* [Task brief]
Can you transcribe every record below exactly as it appears?
*** Material to process ***
Issue #1376, opened 2021-07-18
Float Label Bug for Password


xon52:
**I'm submitting a ...**  (check one with "x")
```
[x] bug report => Search github for a similar issue or PR before submitting
[ ] feature request => Please check if request is not on the roadmap already https://github.com/primefaces/primevue/wiki/Roadmap
[ ] support request => Please do not submit support request here, instead see http://forum.primefaces.org/viewforum.php?f=110
```

**CodeSandbox Case (Bug Reports)**
Please demonstrate your case at CodeSandbox by using the issue template below. Issues without a test case have much less possibility to be reviewed in detail and assisted.

[https://codesandbox.io/s/primevue-label-order-bug-plhv3](https://codesandbox.io/s/primevue-label-order-bug-plhv3?file=/src/App.vue)

**Current behavior**

Within a `p-float-label` span, if you put the `<label>` before `<Password>` then the whole label will not be visible.

**Expected behavior**

Like with the other input components (e.g. `<InputText>`) the order should not affect label visibility.

**Minimal reproduction of the problem with instructions**

All described in the [codesandbox.io](https://codesandbox.io/s/primevue-label-order-bug-plhv3?file=/src/App.vue) link.

**What is the motivation / use case for changing the behavior?**

Avoiding confusion.

**Please tell us about your environment:**

Nothing out of the ordinary.

* **Vue version:** 3.X

3.0.5

* **PrimeVue version:** 3.4.X

3.5.1

* **Browser:** [all | Chrome XX | Firefox XX | IE XX | Safari XX | Mobile Chrome XX | Android X.X Web Browser | iOS XX Safari | iOS XX UIWebView | iOS XX WKWebView ]

all

cagataycivici:
I think order matters, labels should be after the input, not just for z-index, for positioning as well.

xon52:
Fair enough. Should this be stated in the docs?
It's inconsistent between `Password` and `InputText` which can lead to confusion.

PR #1377, opened 2021-07-18
Add z-index to labels in a p-float-label element

xon52:
###Defect Fixes
Addresses #1376


cagataycivici:
I think order matters, labels should be after the input, not just for z-index, for positioning as well.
*** End of Material to process ***
* [Exercise answer]
Issue #1376, opened 2021-07-18
Float Label Bug for Password


xon52:
**I'm submitting a ...**  (check one with "x")
```
[x] bug report => Search github for a similar issue or PR before submitting
[ ] feature request => Please check if request is not on the roadmap already https://github.com/primefaces/primevue/wiki/Roadmap
[ ] support request => Please do not submit support request here, instead see http://forum.primefaces.org/viewforum.php?f=110
```

**CodeSandbox Case (Bug Reports)**
Please demonstrate your case at CodeSandbox by using the issue template below. Issues without a test case have much less possibility to be reviewed in detail and assisted.

[https://codesandbox.io/s/primevue-label-order-bug-plhv3](https://codesandbox.io/s/primevue-label-order-bug-plhv3?file=/src/App.vue)

**Current behavior**

Within a `p-float-label` span, if you put the `<label>` before `<Password>` then the whole label will not be visible.

**Expected behavior**

Like with the other input components (e.g. `<InputText>`) the order should not affect label visibility.

**Minimal reproduction of the problem with instructions**

All described in the [codesandbox.io](https://codesandbox.io/s/primevue-label-order-bug-plhv3?file=/src/App.vue) link.

**What is the motivation / use case for changing the behavior?**

Avoiding confusion.

**Please tell us about your environment:**

Nothing out of the ordinary.

* **Vue version:** 3.X

3.0.5

* **PrimeVue version:** 3.4.X

3.5.1

* **Browser:** [all | Chrome XX | Firefox XX | IE XX | Safari XX | Mobile Chrome XX | Android X.X Web Browser | iOS XX Safari | iOS XX UIWebView | iOS XX WKWebView ]

all

cagataycivici:
I think order matters, labels should be after the input, not just for z-index, for positioning as well.

xon52:
Fair enough. Should this be stated in the docs?
It's inconsistent between `Password` and `InputText` which can lead to confusion.

PR #1377, opened 2021-07-18
Add z-index to labels in a p-float-label element

xon52:
###Defect Fixes
Addresses #1376


cagataycivici:
I think order matters, labels should be after the input, not just for z-index, for positioning as well.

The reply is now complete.